Re: Extending my question. Was: The relational model and relational algebra - why did SQL become the industry standard?
Date: Mon, 17 Feb 2003 22:19:12 -0500
Message-ID: <KZh4a.9$k32.1286180_at_mantis.golden.net>
"Mikito Harakiri" <mikharakiri_at_ywho.com> wrote in message
news:ckb4a.14$7H6.123_at_news.oracle.com...
> "Paul" <pbrazier_at_cosmos-uk.co.uk> wrote in message
> news:51d64140.0302170330.15d2a98f_at_posting.google.com...
> > > > What's the interpretation given to a table with duplicate rows?
> > So what is it based on? What is the interpretation?
>
> "Partial" or "Weighted" predicates. Each predicate is weighted with a
> number, so that we could do some ariphmetics upon predicates.
>
> For example, the fact:
>
> Item
> ----
> Milk
>
> in the multiset model is telling to the end user that there is *at least*
> one milk container. In the set model, it tells to the end user that there
is
> *exactly* one milk container.
I disagree. What it says actually depends on the full predicate--internal and external--and not on whether Item represents a set or a multiset. To my anglophone human eyes, it looks like it says Milk is an Item.
> > But isn't there a distinction between the abstract number itself and
> > any given representation of it?
>
> Consider a vector from linear algebra. Abstract vector.
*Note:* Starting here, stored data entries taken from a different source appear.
PR #180, opened 2015-04-12
Deploy Improvements

swalkinshaw:
* Use `local_path` for easier `pre_build_commands_local` paths
* Create `project_copy_folders` as a generic method of copying folders
  between releases
* Move copying Composer's `vendor` dir into `project_copy_folders`
* Rename `project_files` to `project_local_files`
* Remove Composer specific commands
* Add Composer install to `project_post_build_commands`
* Auto set project_environment with `WP_ENV`
* Add `project_post_finalize_commands`

/cc @fullyint @retlehs

### DIFF
--- a/deploy.sh
+++ b/deploy.sh
@@ -16,7 +16,7 @@ Available environments:
 `( IFS=$'\n'; echo "${ENVIRONMENTS[*]}" )`
 
 Examples:
-  deploy staging example.dev
+  deploy staging example.com
   deploy production example.com
 "
 }
--- a/group_vars/development
+++ b/group_vars/development
@@ -3,10 +3,11 @@ mysql_root_password: devpw
 web_user: vagrant
 
 wordpress_sites:
-  example.dev:
+  example.com:
     site_hosts:
       - example.dev
-    local_path: '../example.dev' # path targeting local project directory (relative to root/Vagrantfile)
+    local_path: '../example.com' # path targeting local Bedrock project directory (relative to Ansible root)
+    repo: git@github.com:roots/bedrock.git
     site_install: true
     site_title: Example Site
     admin_user: admin
@@ -23,7 +24,6 @@ wordpress_sites:
       db_name: example_dev
       db_user: example_dbuser
       db_password: example_dbpassword
-      domain_current_site: example.dev # required for multisite
 
 php_error_reporting: 'E_ALL'
 php_display_errors: 'On'
--- a/group_vars/production
+++ b/group_vars/production
@@ -5,6 +5,7 @@ wordpress_sites:
     site_hosts:
       - example.com
       - 192.168.50.5
+    local_path: '../example.com' # path targeting local Bedrock project directory (relative to Ansible root)
     repo: git@github.com:roots/bedrock.git
     system_cron: true
     multisite:
@@ -17,7 +18,6 @@ wordpress_sites:
       db_name: example_prod
       db_user: example_dbuser
       db_password: example_dbpassword
-      domain_current_site: example.dev # required for multisite
       auth_key: "generateme"
       auth_salt: "generateme"
       logged_in_key: "generateme"
--- a/roles/deploy/defaults/main.yml
+++ b/roles/deploy/defaults/main.yml
@@ -1,12 +1,8 @@
-# These variables must be set
-# project_root: "path_to_project_on_the_target_machine"
-# project_deploy_strategy: "git" or "synchronize"
-
 # If you use the "git" strategy:
 # - you must set a repository (no default)
-# project_git_repo: "git_repository"
+project_git_repo: "{{ project.repo }}"
 # - you can set the git ref to deploy (can be a branch, tag or commit hash)
-project_version: "master"
+project_version: "{{ branch | default('master') }}"
 
 # If you use the "rsync" strategy:
 # - you can set a timeout for the synchonize module
@@ -20,49 +16,50 @@ project_deploy_synchronize_delete: false
 project_source_path: "{{ project_root }}/shared/source"
 
 # Files or folders to remove from the source when deploying
-project_unwanted_items: [ '.git' ]
+project_unwanted_items: ['.git']
 
-project_has_composer: true
-
-# Default values to run composer install
-project_composer_binary: composer
-project_command_for_composer_install: "{{ project_composer_binary }} install --no-ansi --no-dev --no-interaction --no-progress --optimize-autoloader --no-scripts"
-# When set to true the old vendor dir is copied to the new release to speed up composer install
-project_copy_previous_composer_vendors: false
-project_composer_vendor_path: vendor
+# There are certain folders you'll want to copy from release to release to speed up deploys.
+# Examples: Composer's `vendor` folder, npm's `node_modules`.
+# These should not be part of project_shared_children since dependencies need to be atomic and tied to a deploy.
+project_copy_folders:
+  - vendor
 
 # All the files to copy to the remote system on deploy. These could contain config files.
 # Example:
-# project_files:
+# project_local_files:
 #   - name: "some_file"           // <- optional, for your own reference and readability
 #     src: "local-path-to-file"   // <- relative or absolute, just like Ansible
 #     dest: "remote-path-to-file"
 #   - name: compiled theme assets
-#     src: ../example.dev/web/app/themes/sage/dist
+#     src: "{{ project.local_path }}/web/app/themes/sage/dist"
 #     dest: web/app/themes/sage
-project_files: []
+project_local_files: []
 
-# All the templates to copy to the remote system on deploy. These could contain config files.
-# Works the same as the project_files
-project_templates: []
+# All the templates to process on the remote system on deploy. These could contain config files.
+# `src` and `dest` paths work the same as project_local_files.
+project_templates:
+  - name: .env config
+    src: roles/deploy/templates/env.j2
+    dest: .env
 
 # The shared_children is a list of all files/folders in your project that need to be linked to a path in "/shared".
-# For example a sessions directory or an uploads folder.. They are created if they don't exist, with the type
-# specified in the "type" key (file or directory).
+# For example a sessions directory or an uploads folder. They are created if they don't exist, with the type
+# specified in the `type` key (file or directory).
 # Example:
 # project_shared_children:
 #   - path: "/app/sessions"
 #     src: "sessions"
 #     type: "file" / "directory"  // <- optional, defaults to "directory"
-#   - path: "/web/uploads"
-#     src: "uploads"
-project_shared_children: []
+project_shared_children:
+  - path: /web/app/uploads
+    src: uploads
 
 # The project_environment is a list of environment variables added to the various *_commands
 # Example:
 # project_environment:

Then, according to
> your logic, you would insist on introducing a special domain for it,
right?
> On the other hand, it's very convenient to dismember a vector into
> components and cosider vector operations as aggregate queries.
>
> Representation is just a view of an abstract entity! A user should be
> allowed to freely transform one representation into another. That
> transformation should be explicit, i.e. defined in a declarative query
> language.
Are you saying that a set-based relational dbms with full support for domains would not allow the user to freely transform data among representations?
> > OK suppose I have an employee "relation" which is a multiset.
> > I have two employees called John Smith, in the same dept on the same
> > salary.
> > So my multi-relation contains two outwardly identical tuples:
> > ("John Smith", 10, 20000)
> > ("John Smith", 10, 20000)
> >
> > Now one of the John Smiths has a sex-change and becomes Jane Smith.
> >
> > How does the user update only one of the rows?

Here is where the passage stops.